__WHAT IS REQUIRED__:
Every line of the entries below that carries the string "verify" should be copied.

__RECORDS FOR THE EXERCISE__:
PR #420, opened 2021-01-20
Add origin-tests

sabinaaledort:
ose-tests verify the behavior of an OCP cluster by running remote tests against the
cluster API that exercise functionality.


yuvalk:
Sabina, see:
https://github.com/openshift-kni/cnf-features-deploy/blob/f49d21e8fadcb78d6fc739e9daaa61f7003787df/external-tests/origintests/test.sh#L11
which is a script to extract the ose_tests as a binary.
this is done to allow us to run ose-tests in u/s ci, which runs inside a pod (so cant use podman there)

and also:
https://github.com/openshift-kni/cnf-features-deploy/blob/a3a571509e1fb1a46d272ccccb57d27708e2f868/hack/run-functests.sh#L79
which is an option to call this ose-tests script from run-functests

Now, IMHO, your approach is cleaner,
but let's work on converging it all into a single place.
ie - add an option into your script to do that extraction.
then I think we're ok with cleaning up the old method.

fedepaol:
> Sabina, see:
> 
> https://github.com/openshift-kni/cnf-features-deploy/blob/f49d21e8fadcb78d6fc739e9daaa61f7003787df/external-tests/origintests/test.sh#L11
> 
> which is a script to extract the ose_tests as a binary.
> this is done to allow us to run ose-tests in u/s ci, which runs inside a pod (so cant use podman there)
> 
> and also:
> 
> https://github.com/openshift-kni/cnf-features-deploy/blob/a3a571509e1fb1a46d272ccccb57d27708e2f868/hack/run-functests.sh#L79
> 
> which is an option to call this ose-tests script from run-functests
> 
> Now, IMHO, your approach is cleaner,
> but let's work on converging it all into a single place.
> ie - add an option into your script to do that extraction.
> then I think we're ok with cleaning up the old method.

agree

hack/run-ose-tests.sh
```diff
@@ -0,0 +1,31 @@
+#!/bin/bash
+
+. $(dirname "$0")/common.sh
+
+export CONTAINER_MGMT_CLI="${CONTAINER_MGMT_CLI:-docker}"
+export TESTS_REPORTS_PATH="${TESTS_REPORTS_PATH:-/tmp/artifacts/}"
+export TESTS_TYPE="${TESTS_TYPE:-openshift/conformance/parallel}"
+export failed=false
```
yuvalk, line 8: why is this exported?
I think you can remove the export

hack/run-ose-tests.sh
```diff
@@ -0,0 +1,31 @@
+#!/bin/bash
+
+. $(dirname "$0")/common.sh
+
+export CONTAINER_MGMT_CLI="${CONTAINER_MGMT_CLI:-docker}"
+export TESTS_REPORTS_PATH="${TESTS_REPORTS_PATH:-/tmp/artifacts/}"
+export TESTS_TYPE="${TESTS_TYPE:-openshift/conformance/parallel}"
```
yuvalk, line 7: -> TESTS_FILTER maybe?

fedepaol: or, OSE_TESTS_FILTER

Makefile
```diff
@@ -36,6 +36,10 @@ functests:
 
 functests-on-ci: setup-test-cluster feature-deploy feature-wait functests
 
+origin-tests:
+	@echo "Running origin-tests"
+	TESTS_TYPE="$(TESTS_TYPE)" hack/run-origin-tests.sh
```
yuvalk, line 41: TESTS_TYPE is never used
I think you forgot to rename it to `ORIGIN_TESTS_FILTER`

README.md
```diff
@@ -46,6 +46,17 @@ We expect to have a section of [the test suite](functests/test_suite_test.go) na
...
 
+### origin-tests
+
+Verifies behavior of an OCP cluster by running remote tests against the cluster API that exercise functionality.
+These tests may be disruptive.
+
+Running a dockerized version of origin-tests from [quay.io/openshift/origin-tests](quay.io/openshift/origin-tests).
+The full test suite can be found at [https://github.com/openshift/openshift-tests](https://github.com/openshift/openshift-tests).
+
+- run `TESTS_TYPE=openshift/conformance/serial make origin-tests`.
```
yuvalk, line 57: TESTS_TYPE -> ORIGIN_TESTS_FILTER

hack/run-origin-tests.sh
```diff
@@ -0,0 +1,82 @@
...
+failed=false
+
+echo "Running $ORIGIN_TESTS_FILTER tests"
+
+mkdir -p "$TESTS_REPORTS_PATH"
+
+mkdir -p _cache/
+cp -f "$KUBECONFIG" _cache/kubeconfig
+
+# The cluster infrastructure provider, will automatically default to the correct value.
```
yuvalk, line 48: what's a provider?

hack/run-origin-tests.sh
```diff
@@ -0,0 +1,82 @@
...
+if [ -n "$TEST_PROVIDER" ]; then
+  echo "Provider: $TEST_PROVIDER"
+  provider="--provider "${TEST_PROVIDER}""
+fi
+
+if [ "$ORIGIN_TESTS_IN_CONTAINER" == "true" ]; then
```
yuvalk, line 54: I think we should default to running in pdoman container

hack/run-origin-tests.sh
```diff
@@ -0,0 +1,82 @@
...
+            rm -rf ${skopeo_workdir}
+            break
+        fi
+    done
+}
+
+CONTAINER_MGMT_CLI="${CONTAINER_MGMT_CLI:-docker}"
+TESTS_REPORTS_PATH="${TESTS_REPORTS_PATH:-/tmp/artifacts/}"
+
+ORIGIN_TESTS_IMAGE="${ORIGIN_TESTS_IMAGE:-quay.io/openshift/origin-tests:4.8}"
```
yuvalk, line 35: can we take the version from common.sh?
I think it worthwhile changing this across the board (where possible)

yuvalk: it'll make it (much) easier and less error prone to update the version

hack/run-origin-tests.sh
```diff
@@ -0,0 +1,82 @@
...
+            mv "$testsbin" _cache/tools/openshift-tests
+            chmod +x _cache/tools/openshift-tests
+            rm -rf ${skopeo_workdir}
+            break
+        fi
+    done
+}
+
+CONTAINER_MGMT_CLI="${CONTAINER_MGMT_CLI:-docker}"
+TESTS_REPORTS_PATH="${TESTS_REPORTS_PATH:-/tmp/artifacts/}"
```
yuvalk, line 33: this will not run over cnf-tests?

sabinaaledort: no, the directory is created with '-p' flag and we just get one junit file in there. for example, 'junit_e2e_20210124-133651.xml'

hack/run-ose-tests.sh
yuvalk: they call it now origin-tests
because it's no longer ose..

hack/run-origin-tests.sh
sabinaaledort: do you mean to add ORIGIN_TESTS_IMAGE to common.sh?

hack/run-origin-tests.sh
sabinaaledort: the cluster type, i will update the comment

hack/run-origin-tests.sh
yuvalk: no, just something like
`OCP_VERSION=4.8`
and then use it here and everywhere else that need a version

fedepaol: Great idea!
I'd leave this for a separate PR though, wdyt?
Also, there are a couple of places where it would not immediate to use the env variable (although we could set it in the image). 

A couple that come into my mind are: 
- the json containing the mirroring images
- the default tag used by the tests in go code

I'd track this somewhere

yuvalk: let's introduce the variable here
and track the work to convert other places in a different PR.
but at least we'll have the system to do that inplace.

fedepaol: agree

hack/run-origin-tests.sh
```diff
@@ -0,0 +1,84 @@
...
+
+. $(dirname "$0")/common.sh
+
+skopeo_workdir=$(mktemp -d)
+function finish_skopeo {
+  rm -rf ${skopeo_workdir}
+}
+trap finish_skopeo EXIT
+
+function get_ose_tests_binary {
```
yuvalk, line 11: get_ose_tests_binary -> get_openshift_tests

PR #422, opened 2021-01-21
Leverage the validate test suite when waiting

fedepaol:
depends on https://github.com/openshift-kni/cnf-features-deploy/pull/419

Currently we use a is_ready.sh file per feature. This tampers the  "kustomize only" spirit of the deployments, plus makes things tricky when dealing with all-in-one deployments such as ran profiles.
    
Here we change the waiting script to leverage the validation step of cnf-tests. On top of that, we also extend the validation suite to check if a tag for the dpdk imagestream is present, and to verify that the sriov status is not in progress.

In a separate commit we also add an extra layer for validating the ran profile on cloud environments


hack/run-functests.sh
```diff
@@ -58,10 +67,10 @@ if [ "$TESTS_IN_CONTAINER" == "true" ]; then
   -v $(pwd)/_cache/:/kubeconfig:Z \
   -v $TESTS_REPORTS_PATH:/reports:Z \
   ${env_vars} \
```
SchSeba, line 69: should you add the `TEST_SUITES` also here?

fedepaol: it won't hurt.
I expect the three suites to run consistently when somebody runs `make functests`, but I can add that in case it's useful in the future (plus, we would have a consistent api outside)

fedepaol: Just noticed I mis-understood you comment. Yes, you are right.
Just fixed it

SchSeba (approved):
/lgtm
/approve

__TASK RESPONSE__:
ose-tests verify the behavior of an OCP cluster by running remote tests against the
Here we change the waiting script to leverage the validation step of cnf-tests. On top of that, we also extend the validation suite to check if a tag for the dpdk imagestream is present, and to verify that the sriov status is not in progress.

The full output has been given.